> [ASSIGNMENT] The answer is one number: how many lines in the data below hold "will".
•••
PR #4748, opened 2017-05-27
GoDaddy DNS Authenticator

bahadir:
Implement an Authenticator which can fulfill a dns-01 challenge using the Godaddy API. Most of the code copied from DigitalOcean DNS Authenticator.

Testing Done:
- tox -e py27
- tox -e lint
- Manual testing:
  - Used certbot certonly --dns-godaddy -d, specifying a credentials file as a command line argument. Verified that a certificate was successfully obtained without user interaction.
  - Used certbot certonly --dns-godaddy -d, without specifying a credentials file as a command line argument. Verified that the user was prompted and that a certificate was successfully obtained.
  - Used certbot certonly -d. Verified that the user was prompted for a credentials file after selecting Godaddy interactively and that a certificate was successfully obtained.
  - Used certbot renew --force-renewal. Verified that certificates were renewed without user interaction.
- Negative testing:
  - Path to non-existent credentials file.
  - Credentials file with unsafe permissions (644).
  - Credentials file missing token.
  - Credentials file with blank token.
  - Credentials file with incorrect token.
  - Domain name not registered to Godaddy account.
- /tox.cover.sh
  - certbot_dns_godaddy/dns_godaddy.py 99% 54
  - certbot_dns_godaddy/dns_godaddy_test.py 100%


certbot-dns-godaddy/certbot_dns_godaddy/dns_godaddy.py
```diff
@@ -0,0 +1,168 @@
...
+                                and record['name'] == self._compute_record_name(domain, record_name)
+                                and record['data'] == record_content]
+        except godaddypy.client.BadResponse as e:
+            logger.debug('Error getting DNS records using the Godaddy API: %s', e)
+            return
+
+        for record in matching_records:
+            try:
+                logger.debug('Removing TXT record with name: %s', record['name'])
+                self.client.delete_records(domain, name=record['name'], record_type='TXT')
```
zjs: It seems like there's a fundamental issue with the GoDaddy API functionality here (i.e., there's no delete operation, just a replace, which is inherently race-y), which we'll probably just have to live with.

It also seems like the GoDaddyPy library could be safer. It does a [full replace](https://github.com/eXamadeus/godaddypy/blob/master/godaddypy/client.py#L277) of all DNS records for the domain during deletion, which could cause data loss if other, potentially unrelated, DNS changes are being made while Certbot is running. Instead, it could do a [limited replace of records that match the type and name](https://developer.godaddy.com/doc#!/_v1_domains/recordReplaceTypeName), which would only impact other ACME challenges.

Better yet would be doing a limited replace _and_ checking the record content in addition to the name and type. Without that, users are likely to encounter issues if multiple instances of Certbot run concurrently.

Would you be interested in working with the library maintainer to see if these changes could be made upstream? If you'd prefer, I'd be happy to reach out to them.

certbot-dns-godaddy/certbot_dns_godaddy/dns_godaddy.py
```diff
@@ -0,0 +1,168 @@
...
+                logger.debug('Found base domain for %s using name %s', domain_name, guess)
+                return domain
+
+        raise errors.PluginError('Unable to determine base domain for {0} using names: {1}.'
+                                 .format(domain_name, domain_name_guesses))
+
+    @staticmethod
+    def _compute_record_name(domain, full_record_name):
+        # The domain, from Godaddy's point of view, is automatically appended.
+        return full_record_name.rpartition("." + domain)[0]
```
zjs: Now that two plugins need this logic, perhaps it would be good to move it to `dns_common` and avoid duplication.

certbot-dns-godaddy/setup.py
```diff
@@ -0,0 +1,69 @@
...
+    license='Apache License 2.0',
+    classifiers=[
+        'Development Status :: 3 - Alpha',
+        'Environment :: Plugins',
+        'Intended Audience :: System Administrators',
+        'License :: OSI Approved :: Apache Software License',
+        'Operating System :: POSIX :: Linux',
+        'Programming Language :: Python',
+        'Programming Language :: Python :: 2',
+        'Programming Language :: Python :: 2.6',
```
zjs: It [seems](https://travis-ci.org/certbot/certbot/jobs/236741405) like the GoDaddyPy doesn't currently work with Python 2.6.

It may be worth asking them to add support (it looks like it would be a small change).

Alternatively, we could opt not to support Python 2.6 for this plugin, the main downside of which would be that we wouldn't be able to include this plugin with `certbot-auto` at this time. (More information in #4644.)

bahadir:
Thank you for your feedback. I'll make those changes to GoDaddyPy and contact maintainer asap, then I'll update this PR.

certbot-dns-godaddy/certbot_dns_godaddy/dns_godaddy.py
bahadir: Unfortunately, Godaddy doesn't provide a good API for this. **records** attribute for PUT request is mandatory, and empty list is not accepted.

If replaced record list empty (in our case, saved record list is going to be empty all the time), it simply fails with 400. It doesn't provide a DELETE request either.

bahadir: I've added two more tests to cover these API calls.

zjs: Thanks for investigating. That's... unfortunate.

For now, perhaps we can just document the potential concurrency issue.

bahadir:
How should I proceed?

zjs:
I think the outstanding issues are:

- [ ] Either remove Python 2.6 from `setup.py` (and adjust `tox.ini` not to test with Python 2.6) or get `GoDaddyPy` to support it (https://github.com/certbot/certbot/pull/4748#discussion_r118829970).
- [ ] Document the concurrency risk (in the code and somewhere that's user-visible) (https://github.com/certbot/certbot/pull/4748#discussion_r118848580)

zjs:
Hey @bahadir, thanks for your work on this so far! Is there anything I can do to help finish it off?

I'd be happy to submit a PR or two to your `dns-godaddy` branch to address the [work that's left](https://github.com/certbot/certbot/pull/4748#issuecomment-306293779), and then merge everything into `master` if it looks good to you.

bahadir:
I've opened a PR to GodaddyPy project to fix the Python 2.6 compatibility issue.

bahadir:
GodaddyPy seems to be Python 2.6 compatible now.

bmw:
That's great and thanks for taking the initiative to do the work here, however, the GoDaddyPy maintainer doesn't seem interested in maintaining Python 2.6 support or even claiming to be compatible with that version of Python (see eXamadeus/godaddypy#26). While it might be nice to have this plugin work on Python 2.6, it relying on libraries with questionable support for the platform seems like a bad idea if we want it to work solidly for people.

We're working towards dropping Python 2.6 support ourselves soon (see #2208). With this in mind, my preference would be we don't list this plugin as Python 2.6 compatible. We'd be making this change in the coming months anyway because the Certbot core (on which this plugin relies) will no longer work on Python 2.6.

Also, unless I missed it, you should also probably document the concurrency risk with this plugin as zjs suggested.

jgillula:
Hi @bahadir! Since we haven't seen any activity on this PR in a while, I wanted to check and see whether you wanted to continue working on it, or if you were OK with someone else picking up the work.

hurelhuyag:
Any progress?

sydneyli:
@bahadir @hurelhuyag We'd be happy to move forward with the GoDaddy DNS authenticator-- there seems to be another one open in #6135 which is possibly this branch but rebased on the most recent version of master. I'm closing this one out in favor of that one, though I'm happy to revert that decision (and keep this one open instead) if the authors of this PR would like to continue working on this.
•••
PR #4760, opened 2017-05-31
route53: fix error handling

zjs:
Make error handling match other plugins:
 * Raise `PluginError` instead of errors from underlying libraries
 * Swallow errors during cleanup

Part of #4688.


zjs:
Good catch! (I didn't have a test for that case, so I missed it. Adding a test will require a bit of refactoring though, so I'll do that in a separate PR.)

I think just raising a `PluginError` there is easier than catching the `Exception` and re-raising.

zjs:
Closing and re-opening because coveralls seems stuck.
•••
> [EXERCISE SOLUTION] 2